BCIs have been studied in academia for decades, and several other companies, including Synchron, Paradromics, and Precision Neuroscience, are developing their own systems. No BCI company has received approval from the U.S. Food and Drug Administration to market their devices.
In a livestream with Neuralink executives on Wednesday, Musk said the company hopes to implant its device in a “high single digit number” of patients this year. It is still unclear when and where those procedures will take place.
A Neuralink spokesman was not immediately available for comment.

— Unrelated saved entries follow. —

PR #425, opened 2023-12-27
Don't allocate while parsing `StunMessage`

thomaseizinger:
Currently, attributes are parsed into a `Vec` which results in an allocation for each STUN message that is parsed. We only support a limited set of attributes in `str0m` so this can also be expressed using `Option`s which allows us to parse STUN messages allocation free.

As a result, `StunMessage` now implements `Copy`!

### DIFF
--- a/src/io/stun.rs
+++ b/src/io/stun.rs
@@ -243,7 +243,7 @@ impl<'a> StunMessage<'a> {
     /// Serialize this message into the provided buffer, returning the final length of the message.
     ///
     /// The provided password is used to authenticate the message.
-    pub(crate) fn to_bytes(&self, password: &str, buf: &mut [u8]) -> Result<usize, StunError> {
+    pub(crate) fn to_bytes(self, password: &str, buf: &mut [u8]) -> Result<usize, StunError> {
         const MSG_HEADER_LEN: usize = 20;
         const MSG_INTEGRITY_LEN: usize = 20;
         const FPRINT_LEN: usize = 4;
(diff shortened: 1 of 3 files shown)


thomaseizinger:
@algesten This is best reviewed commit-by-commit.

thomaseizinger:
@algesten I also extracted a few things into named constants to have less magic constants flying around. Don't feel strongly about that though so happy to drop those commits if you don't like it :)

src/io/stun.rs
```diff
@@ -360,177 +364,137 @@ impl Method {
...
-    FingerprintMark,  // crc32
+#[derive(Clone, Copy, Debug, Default, PartialEq, Eq)]
+pub struct Attributes<'a> {
+    username: Option<&'a str>,              // < 128 utf8 chars
+    message_integrity: Option<&'a [u8]>,    // 20 bytes sha-1
+    error_code: Option<(u16, &'a str)>,     // 300-699 and reason phrase < 128 utf8 chars
+    realm: Option<&'a str>,                 // < 128 utf8 chars
+    nonce: Option<&'a str>,                 // < 128 utf8 chars
+    xor_mapped_address: Option<SocketAddr>, // 0x0020
+    software: Option<&'a str>,
```
algesten, line 375: If we add a doc comment to `software`, I think cargo fmt will align all these comments by itself.

algesten (approved):
👏 This all looks great. A very nice cleanup! Thanks!

src/io/stun.rs
thomaseizinger: I'll see what I can do!

PR #426, opened 2023-12-27
Align comments in on fields in `Attributes`

thomaseizinger:
I had to remove the two links in order to make rustfmt actually align those comments. For `software`, I added the attribute ID as it is done for some of the others.

### DIFF
--- a/src/io/stun.rs
+++ b/src/io/stun.rs
@@ -378,7 +378,7 @@ pub struct Attributes<'a> {
     use_candidate: bool,                    // 0x0025
     ice_controlled: Option<u64>,            // 0x8029
     ice_controlling: Option<u64>,           // 0x802a
-    network_cost: Option<(u16, u16)>,       // 0xc057
+    network_cost: Option<(u16, u16)>,       // 0xc057 https://tools.ietf.org/html/draft-thatcher-ice-network-cost-00
 }
 
 impl<'a> Attributes<'a> {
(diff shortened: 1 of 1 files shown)


src/io/stun.rs
```diff
@@ -372,15 +372,13 @@ pub struct Attributes<'a> {
...
-    // https://tools.ietf.org/html/rfc8445
-    priority: Option<u32>,        // 0x0024
-    use_candidate: bool,          // 0x0025
-    ice_controlled: Option<u64>,  // 0x8029
-    ice_controlling: Option<u64>, // 0x802a
-    // https://tools.ietf.org/html/draft-thatcher-ice-network-cost-00
-    network_cost: Option<(u16, u16)>, // 0xc057
+    software: Option<&'a str>,              // 0x0022
+    fingerprint: Option<u32>,               // crc32
+    priority: Option<u32>,                  // 0x0024
```
algesten, line 377:
```suggestion
    priority: Option<u32>,                  // 0x0024 https://tools.ietf.org/html/rfc8445
```

src/io/stun.rs
```diff
@@ -372,15 +372,13 @@ pub struct Attributes<'a> {
...
+    use_candidate: bool,                    // 0x0025
+    ice_controlled: Option<u64>,            // 0x8029
+    ice_controlling: Option<u64>,           // 0x802a
+    network_cost: Option<(u16, u16)>,       // 0xc057
```
algesten, line 381:
```suggestion
    network_cost: Option<(u16, u16)>,       // 0xc057 https://tools.ietf.org/html/draft-thatcher-ice-network-cost-00
```

PR #428, opened 2023-12-28
Reorganize fuzz and integration test code

lolgesten:
This moves the TestRtc and associated functions used
in the integration tests to the module str0m::_internal_text_exports.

In January, Neuralink implanted its BCI in its first human patient, 29-year-old Noland Arbaugh, at the Barrow Neurological Institute in Phoenix, as part of an FDA-approved clinical trial.
Neuralink said in a blog post in April that the surgery went “extremely well.” In the weeks following the procedure, however, Neuralink said some of the implant's threads had pulled back from Arbaugh's brain. The company reportedly considered removing the implant, but the issue did not pose a direct threat to the patient's health and safety, according to the Wall Street Journal.
Musk and Neuralink executives said on the livestream that only about 15 percent of the channels in Arbaugh's implant are functional. Still, he uses the BCI to watch videos, read and play chess and other video games – sometimes up to 70 hours a week.
For future implants, the company is working to reduce retraction and measure it more accurately. Neuralink President DJ Seo said one way to achieve this is to shape the skull surface to minimize the gap under the implant.
Neuralink also plans to insert some threads deeper into brain tissue and track how much movement occurs, according to the company's livestream. Dr. Matthew MacDougall, head of neurosurgery at Neuralink, said that now that they know retraction is possible, they will insert threads “at different depths.”
“The FDA will continue to monitor the safety of subjects participating in the Neuralink implant study through required, periodic reports,” an FDA spokesperson said in a statement to CNBC.